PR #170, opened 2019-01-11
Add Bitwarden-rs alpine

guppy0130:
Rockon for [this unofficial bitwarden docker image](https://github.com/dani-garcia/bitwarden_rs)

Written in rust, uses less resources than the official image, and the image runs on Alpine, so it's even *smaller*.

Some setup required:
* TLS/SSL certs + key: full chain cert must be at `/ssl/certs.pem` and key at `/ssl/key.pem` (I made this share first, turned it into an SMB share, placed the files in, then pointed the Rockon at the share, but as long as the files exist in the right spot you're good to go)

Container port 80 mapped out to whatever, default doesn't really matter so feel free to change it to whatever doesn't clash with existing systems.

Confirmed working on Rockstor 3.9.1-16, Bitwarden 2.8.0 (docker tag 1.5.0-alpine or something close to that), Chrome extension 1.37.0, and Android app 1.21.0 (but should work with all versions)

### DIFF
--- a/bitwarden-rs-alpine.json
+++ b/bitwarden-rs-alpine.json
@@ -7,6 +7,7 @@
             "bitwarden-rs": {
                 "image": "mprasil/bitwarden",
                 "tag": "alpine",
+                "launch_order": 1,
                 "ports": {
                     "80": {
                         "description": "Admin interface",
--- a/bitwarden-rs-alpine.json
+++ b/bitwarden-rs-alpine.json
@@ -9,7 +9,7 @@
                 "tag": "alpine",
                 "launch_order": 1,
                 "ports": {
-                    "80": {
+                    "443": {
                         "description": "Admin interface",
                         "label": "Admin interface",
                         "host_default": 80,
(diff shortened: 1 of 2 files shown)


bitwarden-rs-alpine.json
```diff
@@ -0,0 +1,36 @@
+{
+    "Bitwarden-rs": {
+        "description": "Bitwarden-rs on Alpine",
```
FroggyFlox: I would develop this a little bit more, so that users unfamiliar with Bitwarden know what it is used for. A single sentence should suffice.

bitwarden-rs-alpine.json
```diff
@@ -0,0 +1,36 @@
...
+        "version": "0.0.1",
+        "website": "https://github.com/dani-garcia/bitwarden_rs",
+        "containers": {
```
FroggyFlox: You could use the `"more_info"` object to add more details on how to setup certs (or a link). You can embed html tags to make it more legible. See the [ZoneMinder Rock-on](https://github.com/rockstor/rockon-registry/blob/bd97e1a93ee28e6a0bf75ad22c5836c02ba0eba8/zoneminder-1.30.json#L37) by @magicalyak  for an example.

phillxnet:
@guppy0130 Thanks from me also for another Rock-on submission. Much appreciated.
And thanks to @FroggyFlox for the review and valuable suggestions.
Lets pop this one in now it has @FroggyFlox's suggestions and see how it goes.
---
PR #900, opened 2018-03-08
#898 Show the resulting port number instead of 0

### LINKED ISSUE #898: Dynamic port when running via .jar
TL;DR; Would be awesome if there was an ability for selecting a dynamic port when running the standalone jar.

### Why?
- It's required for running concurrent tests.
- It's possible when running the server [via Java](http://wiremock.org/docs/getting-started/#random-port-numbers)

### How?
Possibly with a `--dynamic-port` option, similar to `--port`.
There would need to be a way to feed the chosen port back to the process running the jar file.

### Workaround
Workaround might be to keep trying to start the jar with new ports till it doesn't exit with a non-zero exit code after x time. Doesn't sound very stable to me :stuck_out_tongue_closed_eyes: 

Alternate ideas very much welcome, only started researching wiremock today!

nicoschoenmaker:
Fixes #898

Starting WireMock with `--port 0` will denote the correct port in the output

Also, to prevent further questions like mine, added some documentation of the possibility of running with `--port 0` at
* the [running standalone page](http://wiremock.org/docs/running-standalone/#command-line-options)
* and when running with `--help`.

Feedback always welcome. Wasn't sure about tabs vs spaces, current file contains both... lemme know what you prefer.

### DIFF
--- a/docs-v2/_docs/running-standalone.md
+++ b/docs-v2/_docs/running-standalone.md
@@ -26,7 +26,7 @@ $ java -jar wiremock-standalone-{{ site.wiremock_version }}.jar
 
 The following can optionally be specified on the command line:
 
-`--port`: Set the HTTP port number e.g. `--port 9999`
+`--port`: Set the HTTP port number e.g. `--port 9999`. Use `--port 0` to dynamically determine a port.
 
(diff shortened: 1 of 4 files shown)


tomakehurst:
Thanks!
--
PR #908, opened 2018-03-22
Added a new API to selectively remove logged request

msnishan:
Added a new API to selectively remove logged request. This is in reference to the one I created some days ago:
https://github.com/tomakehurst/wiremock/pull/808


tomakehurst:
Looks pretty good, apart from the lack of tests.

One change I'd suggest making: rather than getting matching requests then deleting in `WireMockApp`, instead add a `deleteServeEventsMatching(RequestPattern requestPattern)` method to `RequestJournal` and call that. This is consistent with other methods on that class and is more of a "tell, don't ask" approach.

## [Task description]
Find the lines in the data that include "suggestions", then copy each of them.

## [Written solution]
And thanks to @FroggyFlox for the review and valuable suggestions.
Lets pop this one in now it has @FroggyFlox's suggestions and see how it goes.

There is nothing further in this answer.